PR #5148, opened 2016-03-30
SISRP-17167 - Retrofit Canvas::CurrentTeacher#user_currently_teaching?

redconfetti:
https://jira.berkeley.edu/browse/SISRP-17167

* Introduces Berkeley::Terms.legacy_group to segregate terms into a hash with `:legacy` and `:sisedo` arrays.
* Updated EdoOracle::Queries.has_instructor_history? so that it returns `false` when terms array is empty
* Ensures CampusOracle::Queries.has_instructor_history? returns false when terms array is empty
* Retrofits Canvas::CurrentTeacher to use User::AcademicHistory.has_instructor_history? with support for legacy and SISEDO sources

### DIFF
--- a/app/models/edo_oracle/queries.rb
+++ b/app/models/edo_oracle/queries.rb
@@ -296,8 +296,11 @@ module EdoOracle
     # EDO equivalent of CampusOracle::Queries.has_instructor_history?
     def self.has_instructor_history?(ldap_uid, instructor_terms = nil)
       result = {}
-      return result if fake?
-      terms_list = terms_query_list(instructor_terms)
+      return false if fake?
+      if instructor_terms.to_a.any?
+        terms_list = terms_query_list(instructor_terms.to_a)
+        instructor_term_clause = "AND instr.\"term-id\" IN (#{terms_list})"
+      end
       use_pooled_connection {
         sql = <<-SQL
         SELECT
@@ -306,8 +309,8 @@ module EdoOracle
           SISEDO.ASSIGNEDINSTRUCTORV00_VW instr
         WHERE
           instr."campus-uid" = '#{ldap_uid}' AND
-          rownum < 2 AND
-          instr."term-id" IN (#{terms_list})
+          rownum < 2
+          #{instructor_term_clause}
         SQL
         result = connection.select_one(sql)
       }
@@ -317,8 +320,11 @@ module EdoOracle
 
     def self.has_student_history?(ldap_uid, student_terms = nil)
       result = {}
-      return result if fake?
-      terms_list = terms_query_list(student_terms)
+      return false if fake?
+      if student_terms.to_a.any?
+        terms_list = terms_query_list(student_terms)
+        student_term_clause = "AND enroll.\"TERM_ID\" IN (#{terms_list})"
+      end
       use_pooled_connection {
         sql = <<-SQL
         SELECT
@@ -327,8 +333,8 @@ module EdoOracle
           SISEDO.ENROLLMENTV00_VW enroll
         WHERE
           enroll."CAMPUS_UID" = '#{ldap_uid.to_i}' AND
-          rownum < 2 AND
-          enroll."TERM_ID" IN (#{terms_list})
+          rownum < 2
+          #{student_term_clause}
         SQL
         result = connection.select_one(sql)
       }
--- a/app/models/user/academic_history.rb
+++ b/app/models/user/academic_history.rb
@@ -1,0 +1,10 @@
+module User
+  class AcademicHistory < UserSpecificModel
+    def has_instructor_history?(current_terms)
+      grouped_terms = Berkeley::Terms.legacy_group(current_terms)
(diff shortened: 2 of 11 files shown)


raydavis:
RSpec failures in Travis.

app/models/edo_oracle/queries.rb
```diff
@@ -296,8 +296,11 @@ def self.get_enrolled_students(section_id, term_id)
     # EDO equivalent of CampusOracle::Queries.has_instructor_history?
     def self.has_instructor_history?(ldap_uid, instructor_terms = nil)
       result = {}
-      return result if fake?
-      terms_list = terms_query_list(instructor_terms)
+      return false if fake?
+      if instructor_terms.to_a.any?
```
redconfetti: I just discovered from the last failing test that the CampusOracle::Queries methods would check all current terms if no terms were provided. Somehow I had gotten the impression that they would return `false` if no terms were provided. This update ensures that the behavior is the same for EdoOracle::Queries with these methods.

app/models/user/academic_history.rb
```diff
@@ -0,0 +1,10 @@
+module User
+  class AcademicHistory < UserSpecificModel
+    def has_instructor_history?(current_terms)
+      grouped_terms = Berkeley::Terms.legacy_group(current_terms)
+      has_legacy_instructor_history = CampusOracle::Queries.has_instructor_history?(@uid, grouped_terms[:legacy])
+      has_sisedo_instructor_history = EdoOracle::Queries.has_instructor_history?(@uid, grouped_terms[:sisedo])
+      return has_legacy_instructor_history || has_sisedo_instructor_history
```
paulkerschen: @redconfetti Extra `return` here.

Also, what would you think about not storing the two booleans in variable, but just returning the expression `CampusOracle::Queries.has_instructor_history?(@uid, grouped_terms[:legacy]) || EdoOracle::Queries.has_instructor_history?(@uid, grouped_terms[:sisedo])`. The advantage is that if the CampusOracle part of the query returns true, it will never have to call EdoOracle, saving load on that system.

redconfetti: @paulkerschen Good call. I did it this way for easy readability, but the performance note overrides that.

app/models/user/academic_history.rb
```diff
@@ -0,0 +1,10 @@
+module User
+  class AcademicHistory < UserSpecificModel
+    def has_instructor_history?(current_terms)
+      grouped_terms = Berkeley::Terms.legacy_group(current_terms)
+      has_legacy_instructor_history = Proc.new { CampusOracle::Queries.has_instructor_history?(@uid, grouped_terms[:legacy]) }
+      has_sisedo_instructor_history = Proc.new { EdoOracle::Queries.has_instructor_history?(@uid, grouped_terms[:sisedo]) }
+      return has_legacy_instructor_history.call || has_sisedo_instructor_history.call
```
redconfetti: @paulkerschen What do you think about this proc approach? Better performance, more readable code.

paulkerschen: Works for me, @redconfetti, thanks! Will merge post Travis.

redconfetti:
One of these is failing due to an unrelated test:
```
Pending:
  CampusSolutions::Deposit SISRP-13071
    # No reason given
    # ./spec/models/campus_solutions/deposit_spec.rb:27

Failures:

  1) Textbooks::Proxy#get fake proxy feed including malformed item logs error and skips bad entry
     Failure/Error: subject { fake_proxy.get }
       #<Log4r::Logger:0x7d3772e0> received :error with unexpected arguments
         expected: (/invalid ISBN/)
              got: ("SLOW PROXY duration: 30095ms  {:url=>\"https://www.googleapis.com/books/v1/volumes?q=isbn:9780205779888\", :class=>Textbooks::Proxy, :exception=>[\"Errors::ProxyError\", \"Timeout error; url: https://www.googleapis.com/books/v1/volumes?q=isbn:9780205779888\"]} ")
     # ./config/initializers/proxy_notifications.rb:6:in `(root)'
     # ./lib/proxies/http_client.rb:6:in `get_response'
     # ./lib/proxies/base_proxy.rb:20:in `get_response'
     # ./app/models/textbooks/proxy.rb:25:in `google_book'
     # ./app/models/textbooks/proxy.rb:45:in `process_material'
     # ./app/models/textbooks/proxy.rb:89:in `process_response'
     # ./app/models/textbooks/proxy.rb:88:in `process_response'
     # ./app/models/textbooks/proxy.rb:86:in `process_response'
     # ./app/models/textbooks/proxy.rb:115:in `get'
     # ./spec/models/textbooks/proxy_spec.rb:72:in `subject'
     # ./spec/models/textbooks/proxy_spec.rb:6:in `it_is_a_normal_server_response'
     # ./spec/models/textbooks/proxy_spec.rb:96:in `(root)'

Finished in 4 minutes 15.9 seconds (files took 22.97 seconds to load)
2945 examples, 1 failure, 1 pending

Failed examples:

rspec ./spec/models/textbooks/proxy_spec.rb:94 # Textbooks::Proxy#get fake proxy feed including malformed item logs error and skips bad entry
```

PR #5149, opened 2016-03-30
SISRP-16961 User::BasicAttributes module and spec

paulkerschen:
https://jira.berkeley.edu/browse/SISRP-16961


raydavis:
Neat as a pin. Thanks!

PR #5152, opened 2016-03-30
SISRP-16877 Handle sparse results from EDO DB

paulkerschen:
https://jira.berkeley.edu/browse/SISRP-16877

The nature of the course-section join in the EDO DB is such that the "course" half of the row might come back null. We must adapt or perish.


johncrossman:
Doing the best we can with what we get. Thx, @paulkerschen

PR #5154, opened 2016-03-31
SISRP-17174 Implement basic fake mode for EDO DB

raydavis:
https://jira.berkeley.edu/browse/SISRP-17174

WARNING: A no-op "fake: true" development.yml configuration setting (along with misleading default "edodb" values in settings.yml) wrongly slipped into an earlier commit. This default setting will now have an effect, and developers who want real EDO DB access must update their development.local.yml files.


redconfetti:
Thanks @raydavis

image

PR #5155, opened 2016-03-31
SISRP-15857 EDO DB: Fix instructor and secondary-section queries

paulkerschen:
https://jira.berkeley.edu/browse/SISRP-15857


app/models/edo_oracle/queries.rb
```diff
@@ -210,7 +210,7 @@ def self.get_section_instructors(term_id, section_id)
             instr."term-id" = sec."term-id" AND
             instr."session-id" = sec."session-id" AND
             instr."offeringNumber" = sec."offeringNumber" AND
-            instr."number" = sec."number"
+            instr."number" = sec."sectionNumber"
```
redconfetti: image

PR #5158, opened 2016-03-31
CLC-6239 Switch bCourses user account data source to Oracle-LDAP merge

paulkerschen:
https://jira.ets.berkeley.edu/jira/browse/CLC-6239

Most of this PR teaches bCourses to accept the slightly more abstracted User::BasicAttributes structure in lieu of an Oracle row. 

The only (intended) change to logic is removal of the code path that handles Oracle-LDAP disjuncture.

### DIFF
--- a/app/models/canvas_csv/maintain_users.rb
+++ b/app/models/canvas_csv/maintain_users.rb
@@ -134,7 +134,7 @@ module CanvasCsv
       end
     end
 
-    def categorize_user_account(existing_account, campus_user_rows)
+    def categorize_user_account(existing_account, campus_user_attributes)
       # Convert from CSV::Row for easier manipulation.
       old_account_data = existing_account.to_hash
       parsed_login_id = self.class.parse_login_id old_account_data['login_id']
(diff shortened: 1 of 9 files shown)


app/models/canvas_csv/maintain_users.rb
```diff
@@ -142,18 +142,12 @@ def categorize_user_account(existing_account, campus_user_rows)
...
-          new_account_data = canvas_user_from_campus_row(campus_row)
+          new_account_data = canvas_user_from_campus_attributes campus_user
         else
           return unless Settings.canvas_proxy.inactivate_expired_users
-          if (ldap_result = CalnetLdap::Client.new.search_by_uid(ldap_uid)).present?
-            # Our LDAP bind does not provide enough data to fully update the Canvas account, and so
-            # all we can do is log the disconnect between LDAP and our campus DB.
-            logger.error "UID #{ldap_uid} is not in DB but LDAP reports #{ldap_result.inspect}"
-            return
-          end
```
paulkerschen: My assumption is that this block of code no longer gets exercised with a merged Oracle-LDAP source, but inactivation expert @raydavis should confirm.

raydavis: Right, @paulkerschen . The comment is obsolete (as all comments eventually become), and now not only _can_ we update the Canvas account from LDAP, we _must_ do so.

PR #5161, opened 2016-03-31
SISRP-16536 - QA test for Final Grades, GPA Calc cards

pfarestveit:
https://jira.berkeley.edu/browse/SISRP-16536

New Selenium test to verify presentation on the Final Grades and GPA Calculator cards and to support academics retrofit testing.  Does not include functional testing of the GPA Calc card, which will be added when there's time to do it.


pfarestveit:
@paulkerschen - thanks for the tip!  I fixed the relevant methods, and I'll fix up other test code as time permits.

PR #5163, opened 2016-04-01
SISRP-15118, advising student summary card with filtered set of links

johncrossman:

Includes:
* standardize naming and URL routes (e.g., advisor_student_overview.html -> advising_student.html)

====

• [Task description] Retrieve all lines from the data that contain the string "support".

• [Exercise solution]
* Retrofits Canvas::CurrentTeacher to use User::AcademicHistory.has_instructor_history? with support for legacy and SISEDO sources
New Selenium test to verify presentation on the Final Grades and GPA Calculator cards and to support academics retrofit testing.  Does not include functional testing of the GPA Calc card, which will be added when there's time to do it.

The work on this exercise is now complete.